■ **HOW TO COMPLETE THIS TASK**:
Beginning with the first line, please repeat the entries exactly and end on the line that contains "set locale, which".

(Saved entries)
PR #189, opened 2017-07-24
timezone: Fix displaying the right clock format

joaquimrocha:
When the user changes the locale, then the clock format in the timezone
page should reflect that, but it was apparently always using the initial
(global) locale.

These changes make sure that we get the clock format for the currently
set locale, which will honor what the user has previously chosen inside
g-i-s.

https://phabricator.endlessm.com/T17468

### DIFF
--- a/gnome-initial-setup/pages/timezone/gis-timezone-page.c
+++ b/gnome-initial-setup/pages/timezone/gis-timezone-page.c
@@ -32,6 +32,7 @@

■ **COMPLETED TASK**:
PR #189, opened 2017-07-24
timezone: Fix displaying the right clock format

joaquimrocha:
When the user changes the locale, then the clock format in the timezone
page should reflect that, but it was apparently always using the initial
(global) locale.

These changes make sure that we get the clock format for the currently
set locale, which will honor what the user has previously chosen inside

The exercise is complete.